But Scott also wanted Kemp to keep that edge in practice.
“Do I need to tell you on Saturday that you’re not going to play so you’ll come in with the attitude?” Scott even joked with Kemp.
No, Kemp promised. He was going to try to end that pattern the way Kentucky was trying to end its five-game losing streak.
Kemp changed his practice habits in subtle ways and then he changed the game against Charlotte, rushing for a career-high 165 yards and three touchdowns on Saturday at Commonwealth Stadium.
Giving Williams a solid rest during the game helped the sophomore, too. He had a career-best 140 yards and two touchdowns of his own.
And just in time for the biggest game of their young careers, Kentucky may have found its running back rotation in time for Saturday’s game against Louisville.

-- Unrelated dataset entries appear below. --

PR #2026, opened 2025-03-27
validation: allow missing x-collection-name annotation

psFried:
Eases the validation of materialization connector resource spec schemas, in the specific case where the materialization does not have a `sourceCapture`.

We validate that these annotations exist because they're required in order to automatically add bindings to materialization specs. But not all connectors have a reasonable way to support this. For example, the slack connector requires users to get a channel ID to use as part of the resource config. This has prevented any publications of specs for the materialize-slack connector.

So this commit changes the validation logic to only validate the resource spec schema annotations if the materialization actually defines a `sourceCapture`.

- - -
This change is [Reviewable](https://reviewable.io/reviews/estuary/flow/2026)

### DIFF
--- a/crates/validation/src/materialization.rs
+++ b/crates/validation/src/materialization.rs
@@ -100,7 +100,7 @@ async fn walk_materialization<C: Connectors>(
     let scope = Scope::new(scope);
 
     let models::MaterializationDef {
-        source_capture: _,
+        source_capture,
         endpoint,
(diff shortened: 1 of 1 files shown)


jshearer (approved):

The Cats are going to need all the confidence they can muster against the Cardinals, who are 17th nationally in rushing defense, holding opponents to 121.2 yards a game and just eight scores.
Statistically, Louisville (6-5) is better than all but two Southeastern Conference rushing defenses (Alabama and Florida).

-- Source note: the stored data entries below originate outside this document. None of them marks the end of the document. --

PR #2027, opened 2025-03-27
dekaf: Fix `connector_tags` for Dekaf

jshearer:
**Description:**

This got broken in https://github.com/estuary/flow/pull/2018. It was throwing errors like this:

```
agent::connector_tags: connector Spec RPC failed error=parsing local config

Caused by:
    missing field `variant` at line 1 column 56 image=ghcr.io/estuary/dekaf-generic:v1
```

Now that we don't bypass `Runtime::serve_materialize` for Dekaf anymore, we need to pass a valid `DekafConfig`.

- - -
This change is [Reviewable](https://reviewable.io/reviews/estuary/flow/2027)


psFried (approved):
LGTM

Scott started to notice how well the back and forth with Kemp and Williams was during the Vanderbilt game. “They kind of clicked going hand-in-hand,” Scott said.

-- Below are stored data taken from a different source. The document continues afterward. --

PR #2038, opened 2025-04-02
Phil/controller backoffs

### LINKED ISSUE #2032: agent: controllers should backoff failed publications
Controllers currently retry any necessary publications and auto-discovers every time they are run. This interacts poorly with controllers being run every time there's a shard failure, particularly while we still have a periodic shard kicker.

A solution is to use a backoff for controller-initiated publications and discovers so that we don't re-attempt them too frequently.

psFried:
**Description:**

Resolves #2032
Adds backoffs to controller-initiated publications and discovers, so that they don't retry them too frequently when the controller is invoked frequently for various different reasons. This ought to dramatically reduce the rate of failed publications and discovers, which are being run due to frequent shard failures, which trigger controller runs.

In all of these, the goal is to still show the controller as being in error status when it's waiting on a backoff, so that failures are still obvious when looking at the overall status.

Also fixes a bug in the runtime, which caused us to fail to set `lastSourcePublishedAt` in materialization stats documents if no documents were read from the source.

- - -
This change is [Reviewable](https://reviewable.io/reviews/estuary/flow/2038)

### DIFF
--- a/crates/agent/src/controllers/capture/auto_discover.rs
+++ b/crates/agent/src/controllers/capture/auto_discover.rs
@@ -8,7 +8,7 @@ use models::status::{
 use crate::{
     controllers::{
         publication_status::{self, PendingPublication},
-        ControllerState, NextRun,
+        ControllerErrorExt, ControllerState, NextRun,
     },
     controlplane::ConnectorSpec,
     discovers::DiscoverOutput,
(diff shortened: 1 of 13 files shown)


jgraettinger (approved):
LGTM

There were times during the Charlotte game that Williams told Scott to go with Kemp, who had some big runs early, but Scott stuck with the pattern.
It was effective. The duo became the first UK running back combo to go for 100 yards apiece in the same game since Derrick Locke and Randall Cobb did it in 2010.
“I thought that rotation worked really well,” Scott said. “I liked the rotation, I like him going in there and Jojo coming in and getting going. I thought that rotation worked out really well.”
The rotation was agreeable for the Cats’ backs, too.
“I was telling (Kemp), it's big being able to have two guys to come in and be able to have that one-two punch, and we didn't lose anything,” said Williams, who leads the Cats with 818 yards and five touchdowns on 114 carries this season.
“It was really good just to see all of us running backs be productive and be able to help the offense and put us in the best position to score points.”
Against Charlotte, Kentucky (5-6) rushed for 415 yards, the fourth-largest output in school history. It was the most yards for a UK team since 1974 when the Cats had 441 versus Virginia Tech.
Williams, Kemp, Mikel Horton and true freshman Sihiem King combined for 11.7 yards per carry against outmanned Charlotte. King also scored his first career touchdown on a 62-yard run.
It was a positive for a Kentucky offense that had been searching for any positives during the team’s five-game losing streak.